发明涉及一种液体生物肥料的制备方法,特别是一种发酵制备鸡血液体肥料的方法。

背景技术

我国鸡血资源丰富,据统计仅有20-30%的鸡血资源能够被利用,其余大部分作为废料被倒掉,但是仅在被利用的鸡血资源中又主要应用于食品、饲料、药品等方面,极少应用于肥料的开发与研究。据试验研究鸡血的蛋白质含量高达16-20%,并含有8种氨基酸和有多种酶、矿物质、维生素等多种生物活性物质。

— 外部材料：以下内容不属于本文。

PR #112, opened 2019-02-18
force the namespace deletion by updating the finalizers in the namespace obj

cpanato:
After the namespace deletion sometimes the namespace get stuck in the `Terminating` phase forever and we need to use the script from @unguiculus (https://gist.github.com/unguiculus/d915e911ba04f1f97ecea4f617a2eef5) to remove the namespaces.

This PR introduces the same login in the bash script to the chart-testing, when we check if the namespace still exists we apply the logic to force remove the namespace.

note: for example, last week in the Helm Chart CI Cluster we had around 900 namespaces in Terminating phase.

### DIFF
--- a/pkg/exec/exec.go
+++ b/pkg/exec/exec.go
@@ -96,3 +96,16 @@ func (p ProcessExecutor) RunProcess(executable string, execArgs ...interface{}) 
 
 	return nil
 }
+
+func (p ProcessExecutor) RunLongRunningProcess(executable string, execArgs ...interface{}) (*exec.Cmd, error) {
+	args, err := util.Flatten(execArgs)
+	if p.debug {
+		fmt.Println(">>>", executable, strings.Join(args, " "))
+	}
+	if err != nil {
+		return nil, errors.Wrap(err, "Invalid arguments supplied")
+	}
+	cmd := exec.Command(executable, args...)
+
+	return cmd, nil
+}
--- a/pkg/exec/exec.go
+++ b/pkg/exec/exec.go
@@ -121,10 +121,6 @@ func (p ProcessExecutor) RunWithProxy(withProxy fn) error {
 		return errors.Wrap(err, "Error starting the 'kubectl proxy' process")
 	}
 
-	go func() {
-		cmdProxy.Wait()
-	}()
-
 	err = withProxy(randomPort)
 
 	cmdProxy.Process.Signal(os.Kill)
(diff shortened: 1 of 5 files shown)


pkg/exec/exec.go
```diff
@@ -96,3 +96,16 @@ func (p ProcessExecutor) RunProcess(executable string, execArgs ...interface{})
 
 	return nil
 }
+
+func (p ProcessExecutor) RunLongRunningProcess(executable string, execArgs ...interface{}) (*exec.Cmd, error) {
```
unguiculus: I don't like the name of the method. `Run` is not correct because it doesn't start the process. Also, it doesn't have to be long-running.

Why not just call it `CreateProcess` and even use it from the other methods.

pkg/tool/kubectl.go
```diff
@@ -44,8 +47,65 @@ func (k Kubectl) DeleteNamespace(namespace string) {
 	time.Sleep(3 * time.Second)
 
 	if err := k.exec.RunProcess("kubectl", "get", "namespace", namespace); err != nil {
```
unguiculus: Just thinking: Would it make sense to have a receiver method like `RunWithProxy` here which you could pass a function as argument?

pkg/exec/exec.go
cpanato: makes sense. I am very bad at naming things. my daughter is called `girl` 😄

pkg/tool/kubectl.go
cpanato: sounds good, will refactor

cpanato: i did, not sure if this is good, can you PTAL @unguiculus

pkg/tool/kubectl.go
```diff
@@ -54,66 +43,91 @@ func (k Kubectl) DeleteNamespace(namespace string) {
 		fmt.Println("Error deleting pods:", err)
 	}
 
-	time.Sleep(3 * time.Second)
+	fmt.Println("Force-deleting pvcs...")
```
cpanato: if we delete the pvc/pvs/pods after we tried to delete the namespace, did we not fall in the orphan case? that we cannot remove using kubectl?

unguiculus: Deleting the Helm release should already do this. Then, deleting the namespace should also delete all resources within it. If some resources are still stuck terminating after that, we force-delete them. Then we wait again a little while to see if the namespace terminates before we remove its finalizers and force-delete it.

scottrigby: I had this same question. Sounds like a sane strategy 👍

液体肥料是含有一种或一种以上农作物需要的营养元素的液体产品。这些营养元素作为溶质溶解在水中成为溶液或借助于悬浮剂的作用悬浮于水中成为悬浮液。液体肥料大体分为液体氮肥和液体复合肥两大类。液体肥料的优势在于可以根据实际的需求精确设计肥料的配方,有效的控制各种营养元素(包括微量元素)的含量,其特点在于生产过程中无烟尘、无毒害,不会对环境和人体健康造成危害。其施用方便,适用于各种作物,尤其是水果、蔬菜、花卉等植物,对肥料的利用率明显提高,对植物生长具有较好的调节效果,更重要的是能增加植物的产量,提高产品的品质,被人们称为“绿色肥料”。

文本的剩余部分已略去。